- By Jill Greenwood
First off, I have no idea if this will publish on time because I’m writing it on Sunday morning. With all the hubbub about Hurricane Sandy, I figured I’d rather be safe than sorry and schedule this bitch in advance. Second, in a month of women, I’m coming up short with my final post. We’ve already covered all the topics that I care about, most of which were far more eloquent than I ever could hope to be. So I’m going with a topic that rattles around in my brain every once and a while when I’m thinking about the women who have gone before me. I’m playing make believe today and figuring out which women I would invite over for some wine and cheese and conversation.
Years ago, when my daughters and I were stranded in a train station in London (there are worst places to be stranded, for sure), I picked up a book on the sublime Eleanor of Aquitaine and was smitten within the first few pages. She was the original bad-ass. Duchess in her own right – no need for a husband. Queen of France until she tired of being the king’s arm candy . . . so she sought divorce and regained her lands and money and kept her kids legitimate, which was no small feat back in the day. Eleanor must have had a thing for kings (actually, her money and lands made her very desirable by men) because then she married Henry II of England. Eventually, she fell out of favor with him, so he locked her up in a nunnery for over a decade. Eleanor was smart, wily, and shrewd . . . plus she had a thing for red shoes. Is it any wonder that my girls once said, “If you were a time-traveling lesbian, you’d totally go back and marry Eleanor of Aquitaine.” Smart, my kids.
Anne Boleyn also gets an invite. Seriously, how could she not? I’m of the mindset that Anne gets a bad rap when you think about powerful women in history. She was used as a pawn by her family members who really only wanted to secure a spot in the English monarchy; at one point, it really didn’t matter who took one for the team – Anne or her sister, Mary – as long as her father got what he wanted: access to the king. People have long misrepresented Anne, claiming that she broke up the Catholic church in England. But the sad fact is, her boyfriend did that for her . . . all for the desire of a little tail (all hail the V, indeed). After it became apparent that Anne couldn’t produce a son (hello, science! It was all Henry’s fault), the palace began scheming for ways to get rid of its little problem, ahem Anne, and they decided that since she wouldn’t go quietly, they’d just restrict access to her mouth a la a French sword.
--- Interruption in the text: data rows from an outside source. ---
PR #1656, opened 2016-09-21
[FIX] Several fixes related to unicode literals

### LINKED ISSUE #1644: [BUG] Parameterization in python 2 contains 'u' prefixes in parameter names
This is probably derived from using some sort of ```__repr__```

### LINKED ISSUE #1655: [BUG] Help string always contains References::
Even though ```self.references_``` is empty.

oesteban:
- Close #1655: fixes the References:: leftover in help() of interfaces
- Close #1644: fixes the parameterized paths generated with python 2
- All uses of ```repr()``` and re-definitions of ```__repr__``` have been revised
  (again, this is related to #1644, #1621, etc).

### DIFF
--- a/nipype/pipeline/engine/utils.py
+++ b/nipype/pipeline/engine/utils.py
@@ -30,7 +30,7 @@ package_check('networkx', '1.3')
 
 import networkx as nx
 
-from ...utils.filemanip import (fname_presuffix, FileNotFoundError,
+from ...utils.filemanip import (fname_presuffix, FileNotFoundError, to_str,
                                 filename_to_list, get_related_files)
 from ...utils.misc import create_function_from_source, str2bool
 from ...interfaces.base import (CommandLine, isdefined, Undefined,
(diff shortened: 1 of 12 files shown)


nipype/pipeline/engine/utils.py
```diff
@@ -329,6 +330,8 @@ def _get_valid_pathstr(pathstr):
     Removes:  [][ (){}?:<>#!|"';]
     Replaces: ',' -> '.'
     """
+    if not isinstance(pathstr, (str, bytes)):
+        pathstr = to_str(pathstr)
```
oesteban: @satra, pathstr was converted to string using the ```__str__``` member. However, for lists, tuples, dict, etc, they fall back to ```repr```.  After adding unicode_literals everywere, ```repr('some string')``` is ```u'some string``` with the u. This u will be there after the pathstr is fixed for not valid characters.

oesteban:
@satra @chrisfilo this is ready and very much needed, please take a look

Since Anne is dropping by this little party, she’s more than welcome to bring along Lady Jane Grey, another woman used cruelly by her family for their own material gain, and Elizabeth I, who could tell them what it was like to have power on her own.
This one is a given, but Mary Dyer is coming around for a few cocktails. Growing up with a name that everyone butchered, it was a welcome surprise when all of a sudden people started asking about my “long lost cousin” in class. Here’s a woman who stands up for her convictions believing that all people – men and women – had the right to read the Bible. Who gave birth to a stillborn child and later had to listen to people say that its deformities were the result of its wicked mother. Who was banished from her home for refusing to give up her religious freedom. Who continued to preach against the wishes of her family. Who ultimately was hung for all of the above.
Elizabeth Zimmerman, please come to my dinner party. Bring your knitting. Bring your voice. Bring your wit. As a knitter, I owe you a debt that can never be repaid. But I have a ton of questions . . . like why can’t your directions be a little easier to follow and why must you go on and on and on about geese when I am just getting a pattern. Plus, I’d like to figure out the Greenwood connection.
On the invite list . . . any of the women who transported their families across the harsh realities of their lands in search of a better place. Any of the women who kept their families together during war and strife. Any of the women who started businesses to make their lives better. Any of the women who scraped and scrounged and scrapped to make a difference. Wonder Woman is coming. So’s my mom. My mother-in-law. My grandmothers. My aunts. My daughters. My sisters. My nieces. My O + U compatriots.
And you. You’re invited, too . . . who is going to be your “plus one” to this epic party?